I hope you can work something out, good luck!

LLColeJ4/5/2016, 5:12:21 AM2 votes

Dog? Done.

Gross

The Deckowner4/5/2016, 12:22:46 AM1 votes

I am also a high school student, I started last year and my parent doesn't care about me playing the game too much so I dont get much of these problem. but when I was a bit younger? hell. Every paretn will be like: 1.they dont understand u are playing a game with 9 other human beings and u leaving will ruin their next hour or even longer. 2.They dont understand league isnt just a video game, it is competetive. 3.they dont understand it is a online game

what is worse? they actually understand all of these but they DONT CARE

Myrmiron4/5/2016, 3:30:25 AM1 votes

Looks like you're fcked m8. Tech illiterate parents are the worst.
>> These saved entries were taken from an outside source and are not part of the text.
PR #999, opened 2025-04-25
Updated base image for mariner-2

AhmedBM:
## Description

* Updated `mariner-2` base image to use a Gen2 VM as there seems to be disk-space issues with the previous image Gen1 image. Already tested new ES image which fixed previously failing test runs.

## Checklist

### DIFF
--- a/devops/e2e/cloudtest/mariner-2.json
+++ b/devops/e2e/cloudtest/mariner-2.json
@@ -1,4 +1,4 @@
-// Base Image: MicrosoftCBLMariner:cblmariner:cbl-mariner-2:latest
+// Base Image: MicrosoftCBLMariner:cblmariner:cbl-mariner-2-gen2/latest
 {
     "artifacts": [
         {


MariusNi (approved):
:shipit:

simonjaeger (approved):

devops/e2e/cloudtest/mariner-2.json
```diff
@@ -1,4 +1,4 @@
-// Base Image: MicrosoftCBLMariner:cblmariner:cbl-mariner-2:latest
+// Base Image: MicrosoftCBLMariner:cblmariner:cbl-mariner-2-gen2/latest
```
robertwoj-microsoft, line 1: Frankly, I don't understand this. It's basically a comment and I don't see where it is applied. If that's OK, then I'm fine with it, but it looks strange.

AhmedBM: Yes, it is just a comment. This was our way of versioning since 1ES Images do not support ARM deployments; however it would be a good idea to store them as ARM templates as you mention these definitions might be confusing. Ill have a follow-up PR to convert all of these to ARM templates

I was in your situation some years ago when I played WoW. My solution was to only raid after dinner.

Maybe try to explain your mom that it's not other people banning you for leaving the games, but an automated bot that doesn't give a flying fuck if your team took your leave seriously or not. That should shut down that "it's just a game" bollocks.

But yeah sorry to hear that, took me a good 2 years to make my mom understand that I actually play with real people that take the game seriously and don't appreciate me leaving.
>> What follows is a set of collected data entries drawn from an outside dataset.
PR #1003, opened 2025-05-06
Audit procedure for ensureRootPath

wupeka:
## Description
Audit procedure for ensureRootPath

## Checklist

### DIFF
--- a/src/modules/compliance/src/lib/procedures/EnsureRootPath.cpp
+++ b/src/modules/compliance/src/lib/procedures/EnsureRootPath.cpp
@@ -64,7 +64,7 @@ AUDIT_FN(EnsureRootPath)
             auto owner = getpwuid(statbuf.st_uid);
             if (!owner || std::string(owner->pw_name) != "root")
             {
-                return indicators.NonCompliant("Directory '" + path + "' from root's PATH is owned by: " + (owner ? owner->pw_name : "unknown"));
+                return indicators.NonCompliant("Directory '" + path + "' from root's PATH is not owned by root");
             }
 
             if ((statbuf.st_mode & 0777) & ~maxPerm)
@@ -81,6 +81,6 @@ AUDIT_FN(EnsureRootPath)
         }
     }
 
-    return indicators.Compliant("Root's PATH is compliant");
+    return indicators.Compliant("Root's PATH does not contain dangerous entries.");
 }
 } // namespace compliance
--- a/src/modules/compliance/src/lib/procedures/EnsureRootPath.cpp
+++ b/src/modules/compliance/src/lib/procedures/EnsureRootPath.cpp
@@ -1,0 +1,86 @@
+#include <CommonUtils.h>
+#include <Evaluator.h>
+#include <grp.h>
+#include <iostream>
+#include <pwd.h>
+#include <sstream>
+#include <string>
+#include <sys/stat.h>
+#include <unistd.h>
+#include <vector>
+
+namespace compliance
+{
+AUDIT_FN(EnsureRootPath)
+{
+    UNUSED(args);
+    UNUSED(context);
+
+    // Directory must not be world- or group-writable
+    const int maxPerm = 0777 & ~0022;
+    auto rootEnv = context.ExecuteCommand("sudo -Hiu root env");
+    if (!rootEnv.HasValue())
+    {
+        return indicators.NonCompliant("Failed to run sudo: " + rootEnv.Error().message);
+    }
+
+    std::string rootPath;
+    std::istringstream envStream(rootEnv.Value());
+    std::string line;
+    while (std::getline(envStream, line))
+    {
+        if (line.find("PATH=") == 0)
+        {
+            rootPath = line.substr(strlen("PATH="));
+            break;
+        }
+    }
+
+    if (rootPath.empty())
+    {
+        return indicators.NonCompliant("root's PATH is empty");
+    }
+
+    if (rootPath[rootPath.length() - 1] == ':')
+    {
+        return indicators.NonCompliant("Trailing colon in root's PATH");
+    }
+    std::istringstream pathStream(rootPath);
+    std::string path;
+    while (std::getline(pathStream, path, ':'))
+    {
+        if (path.empty())
+        {
+            return indicators.NonCompliant("Empty path in root's PATH");
+        }
+        if ("." == path || ".." == path)
+        {
+            return indicators.NonCompliant("Path in root's PATH is '.' or '..'");
+        }
+
+        struct stat statbuf;
+        if (stat(path.c_str(), &statbuf) == 0 && S_ISDIR(statbuf.st_mode))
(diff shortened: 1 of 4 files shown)


src/modules/compliance/src/lib/procedures/EnsureRootPath.cpp
```diff
@@ -0,0 +1,82 @@
...
+#include <vector>
+
+namespace compliance
+{
+AUDIT_FN(EnsureRootPath)
+{
+    UNUSED(args);
+    UNUSED(context);
+
+    const int maxPerm = 0777 & ~0022;
```
kkanas, line 19: Nit: maybe comment the intent of what maxPerm checks

src/modules/compliance/src/lib/procedures/EnsureRootPath.cpp
```diff
@@ -0,0 +1,82 @@
...
+        {
+            auto owner = getpwuid(statbuf.st_uid);
+            if (!owner || std::string(owner->pw_name) != "root")
+            {
+                return indicators.NonCompliant("Directory '" + path + "' from root's path is owned by: " + (owner ? owner->pw_name : "unknown"));
+            }
+
+            if ((statbuf.st_mode & 0777) & ~maxPerm)
+            {
+                return indicators.NonCompliant("Directory '" + path + "' from root's path has too permissive access");
```
kkanas, line 71: Nit: Add directory permissions to indicator

kkanas (approved):

src/modules/compliance/src/lib/procedures/EnsureRootPath.cpp
```diff
@@ -0,0 +1,82 @@
...
+
+namespace compliance
+{
+AUDIT_FN(EnsureRootPath)
+{
+    UNUSED(args);
+    UNUSED(context);
+
+    const int maxPerm = 0777 & ~0022;
+    auto rootEnv = context.ExecuteCommand("sudo -Hiu root env");
```
AhmedBM, line 20: what if `sudo` isn't present or we are already `root`?

wupeka: We not only need to be uid0, we also need to load all the environment etc etc. that the root loads by default. This is how CIS does it, so I wouldn't reinvent the wheel here.

src/modules/compliance/src/lib/procedures/EnsureRootPath.cpp
wupeka: Done

kkanas (approved):

kkanas (approved):

jepio (commented):
Could you please include module tests with this PR?

src/modules/compliance/src/lib/procedures/EnsureRootPath.cpp
```diff
@@ -0,0 +1,86 @@
...
+namespace compliance
+{
+AUDIT_FN(EnsureRootPath)
+{
+    UNUSED(args);
+    UNUSED(context);
+
+    // Directory must not be world- or group-writable
+    const int maxPerm = 0777 & ~0022;
+    auto rootEnv = context.ExecuteCommand("/usr/bin/sudo -Hiu root env");
```
pallakatos, line 21: Are we relying on sudo here? (it's not standard on every distro) - if we fail to run sudo -  is it automatically return with non-compliance?

wupeka: Yes, we're relying on sudo. Yes, it'll be non-compliant on systems without sudo. It's how CIS does that.

pallakatos: Ok for now let's follow CIS - but let's add some @NOTE here - because probably in future we would want to discuss this with CIS - if there is a better way - or in fact it can be any other comment tag - but it would be nice if we would start to "collect" things which we will want to open a ticket about with CIS or we don't agree with the way they do / or find an error so we can filter on those in the future or have some form of mechanism to collect them..

wupeka: Done.

src/modules/compliance/src/lib/procedures/EnsureRootPath.cpp
```diff
@@ -0,0 +1,86 @@
...
+            return indicators.NonCompliant("Path in root's PATH is '.' or '..'");
+        }
+
+        struct stat statbuf;
+        if (stat(path.c_str(), &statbuf) == 0 && S_ISDIR(statbuf.st_mode))
+        {
+            auto owner = getpwuid(statbuf.st_uid);
+            if (!owner || std::string(owner->pw_name) != "root")
+            {
+                return indicators.NonCompliant("Directory '" + path + "' from root's PATH is owned by: " + (owner ? owner->pw_name : "unknown"));
```
MariusNi, line 67: >owner->pw_name [](http://example.com/codeflow?start=116&length=14)

We no longer log in clear user account names, unless they are system accounts.

src/modules/compliance/src/lib/procedures/EnsureRootPath.cpp
```diff
@@ -0,0 +1,86 @@
...
+                return indicators.NonCompliant(oss.str());
+            }
+        }
+        else
+        {
+            return indicators.NonCompliant("Path '" + path + "' from root's PATH does not exist or is not a directory");
+        }
+    }
+
+    return indicators.Compliant("Root's PATH is compliant");
```
MariusNi, line 84: >is compliant [](http://example.com/codeflow?start=45&length=12)

Sorry, compliant with what? Can this line )(and others like it be more descriptive?

MariusNi (approved):
:shipit:

src/modules/compliance/src/lib/procedures/EnsureRootPath.cpp
```diff
@@ -0,0 +1,86 @@
...
+namespace compliance
+{
+AUDIT_FN(EnsureRootPath)
+{
+    UNUSED(args);
+    UNUSED(context);
+
+    // Directory must not be world- or group-writable
+    const int maxPerm = 0777 & ~0022;
+    auto rootEnv = context.ExecuteCommand("sudo -Hiu root env");
```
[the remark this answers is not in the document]
wupeka: This is not used to gain root privileges but to get the full root environment from the login shell.

src/modules/compliance/src/lib/procedures/EnsureRootPath.cpp
wupeka: Done

src/modules/compliance/src/lib/procedures/EnsureRootPath.cpp
wupeka: Done.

Moesnd4/5/2016, 3:54:31 AM1 votes

Try listening to your parents

FireCup7/15/2017, 3:43:26 PM1 votes

Compare it to football. Explain it this way: " imagine a football game with 5 players on each side. Our team worked hard and is winning, but i need to leave due to a minor issue and there are NO REPLACEMENTS. The players on my team will now all lose because of that and will ruin their day." if she still doesn't understand... SLAP HER ASS BETCH
Teemo

CreationFlaw4/5/2016, 4:58:53 PM1 votes

Wait, so why aren't you old enough to move out?

Lauchmelder4/6/2016, 9:54:04 AM1 votes

My parents used to be the same, but then I told them one Thing. They are football fans (*Soccer for you 'Muricans) and I told them this: "If I play soccer and we have only 11 Players available for a game and I have to leave due to some minor issues do you think my Team will be pleased?"

Never had a problem afterwards.

Killer of Poros4/5/2016, 2:50:12 AM1 votes

Just listen to them for now and then later on in life just ignore them.